*What you need to do*:
I would like each line of the data that holds the word "travisqueue" copied out.

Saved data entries
------------------------

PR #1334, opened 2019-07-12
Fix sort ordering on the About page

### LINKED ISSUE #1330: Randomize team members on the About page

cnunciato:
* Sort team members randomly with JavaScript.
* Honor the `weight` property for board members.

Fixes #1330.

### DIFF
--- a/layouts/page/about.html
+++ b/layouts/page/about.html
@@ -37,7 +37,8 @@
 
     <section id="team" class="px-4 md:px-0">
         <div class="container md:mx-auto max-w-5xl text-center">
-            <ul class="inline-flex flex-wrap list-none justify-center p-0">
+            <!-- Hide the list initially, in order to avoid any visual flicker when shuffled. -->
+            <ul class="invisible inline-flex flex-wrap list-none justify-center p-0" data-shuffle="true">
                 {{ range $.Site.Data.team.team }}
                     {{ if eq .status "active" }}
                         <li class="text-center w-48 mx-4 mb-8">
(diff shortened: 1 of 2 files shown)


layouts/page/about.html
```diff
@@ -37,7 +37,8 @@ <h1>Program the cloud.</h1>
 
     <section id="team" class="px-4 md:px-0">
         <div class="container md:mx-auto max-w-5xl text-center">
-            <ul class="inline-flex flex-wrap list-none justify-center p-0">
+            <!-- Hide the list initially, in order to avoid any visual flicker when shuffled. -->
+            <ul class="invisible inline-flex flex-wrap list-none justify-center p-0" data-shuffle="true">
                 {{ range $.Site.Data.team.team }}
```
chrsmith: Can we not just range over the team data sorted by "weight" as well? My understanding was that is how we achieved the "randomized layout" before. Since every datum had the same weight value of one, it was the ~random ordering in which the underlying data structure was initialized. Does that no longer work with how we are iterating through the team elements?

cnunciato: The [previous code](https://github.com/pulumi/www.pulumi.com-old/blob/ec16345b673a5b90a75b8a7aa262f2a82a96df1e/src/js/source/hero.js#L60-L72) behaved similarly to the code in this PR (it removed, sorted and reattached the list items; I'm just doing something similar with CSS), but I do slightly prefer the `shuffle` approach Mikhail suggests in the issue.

------------------------

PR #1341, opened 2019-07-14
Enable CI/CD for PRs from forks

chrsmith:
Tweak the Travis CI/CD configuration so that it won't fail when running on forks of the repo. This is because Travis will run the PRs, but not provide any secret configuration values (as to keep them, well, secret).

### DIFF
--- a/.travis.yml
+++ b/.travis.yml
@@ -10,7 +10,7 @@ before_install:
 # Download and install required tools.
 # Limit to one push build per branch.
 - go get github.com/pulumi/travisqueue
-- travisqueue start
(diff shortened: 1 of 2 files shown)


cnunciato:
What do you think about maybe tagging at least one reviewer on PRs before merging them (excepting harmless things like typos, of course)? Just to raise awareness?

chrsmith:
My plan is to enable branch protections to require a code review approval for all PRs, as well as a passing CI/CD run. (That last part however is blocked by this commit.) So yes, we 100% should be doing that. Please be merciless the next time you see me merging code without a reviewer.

------------------------

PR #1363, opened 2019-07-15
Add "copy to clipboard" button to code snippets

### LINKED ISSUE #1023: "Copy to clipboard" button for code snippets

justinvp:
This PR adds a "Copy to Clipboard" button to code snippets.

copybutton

------------------------

*Response to the exercise*:
 - go get github.com/pulumi/travisqueue
-- travisqueue start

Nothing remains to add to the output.